What is being asked:
If a line of the data below contains the string "from", count it, then state the total alone.

[Stored data]
PR #1479, opened 2024-10-23
PPF-452 Make key visibility more clear for admins

JonasVHG:
### Changed

- `app/Domain/Integrations/Integration`: Add `isKeyVisibleForEnvironment()`
- `app/Nova/Resources/Auth0Client`: Add column with `Visible for integrator` in adminPanel.
- `app/Nova/Resources/KeycloakClient`: Add column with `Visible for integrator` in adminPanel.
- `app/Nova/Resources/UiTiDv1`: Add column with `Visible for integrator` in adminPanel.

### Fixed

- `KeyVisibility` is now more clear for Admins.

---
Ticket: https://jira.publiq.be/browse/PPF-452

### DIFF
--- a/app/Domain/Integrations/Integration.php
+++ b/app/Domain/Integrations/Integration.php
@@ -5,6 +5,7 @@ declare(strict_types=1);
 namespace App\Domain\Integrations;
 
 use App\Auth0\Auth0Client;
+use App\Auth0\Auth0Tenant;
 use App\Domain\Contacts\Contact;
 use App\Domain\Coupons\Coupon;
 use App\Domain\KeyVisibilityUpgrades\KeyVisibilityUpgrade;
@@ -12,6 +13,8 @@ use App\Domain\Organizations\Organization;
 use App\Domain\Subscriptions\Subscription;
 use App\Keycloak\Client as KeycloakClient;
 use App\UiTiDv1\UiTiDv1Consumer;
+use App\UiTiDv1\UiTiDv1Environment;
+use Laravel\Prompts\Key;
 use Ramsey\Uuid\UuidInterface;
 
 final class Integration
@@ -228,6 +231,12 @@ final class Integration
             $this->urls,
             fn (IntegrationUrl $url) => $url->type->value === $type->value && $url->environment->value === $environment->value
         ));
+    }
+
+    public function isKeyVisibleForEnvironment(UiTiDv1Environment|Auth0Tenant|Environment $environment): bool
+    {
+        return $environment->value !== 'acc' &&
+            $this->status !== IntegrationStatus::Deleted;
     }
 
     public function toArray(): array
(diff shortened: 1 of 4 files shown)


app/Nova/Resources/Auth0Client.php
```diff
@@ -67,6 +71,19 @@ public function fields(NovaRequest $request): array
                     Auth0Tenant::Testing->value => Auth0Tenant::Testing->name,
                     Auth0Tenant::Production->value => Auth0Tenant::Production->name,
                 ]),
+            Text::make('Visible for integrator', static function (Auth0ClientModel $model) {
+                $auth0Client = $model->toDomain();
+                /** @var Integration $integration */
+                $integration = App::get(IntegrationRepository::class)->getById($auth0Client->integrationId);
+                $isVisible = $auth0Client->tenant !== Auth0Tenant::Acceptance &&
```
LucWollants, line 78: I think you could add an extra method `Integration::isKeyVisibleForEnvironment`. It requires only a conversion from a specific environment to the environment inside the Integration namespace. But all those enums have the same value.

JonasVHG: Wouldn't you also need to take the `keyVisibility` into account?

JonasVHG: But maybe I can get the visibilty from environment.

LucWollants: But the visibility is taken from the integration I think, see `$integration->getKeyVisibility()`

JonasVHG: I have implemented it, but I do not think it's ideal.

app/Domain/Integrations/Integration.php
```diff
@@ -230,6 +232,12 @@ public function urlsForTypeAndEnvironment(IntegrationUrlType $type, Environment
         ));
     }
 
+    public function isKeyVisibleForEnvironment(UiTiDv1Environment|Auth0Tenant|Environment $environment): bool
```
LucWollants, line 235: I think you can even do this

```
    public function isKeyVisibleForEnvironment(UiTiDv1Environment|Auth0Tenant|Environment $environment): bool
    {
        $keyVisibility = KeyVisibility::v1;
        if ($environment instanceof UiTiDv1Environment) {
            $keyVisibility = KeyVisibility::v2;
        }

        return $environment->value !== 'acc' &&
            $this->status !== IntegrationStatus::Deleted;
            $this->status !== IntegrationStatus::Deleted &&
            $this->getKeyVisibility() !== $keyVisibility;
    }
```

LucWollants: Or even work with a ternary operator.

LucWollants (commented):
Looks good, thanks for the extra refactor to a reusable method.

LucWollants (approved):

Answer space:
3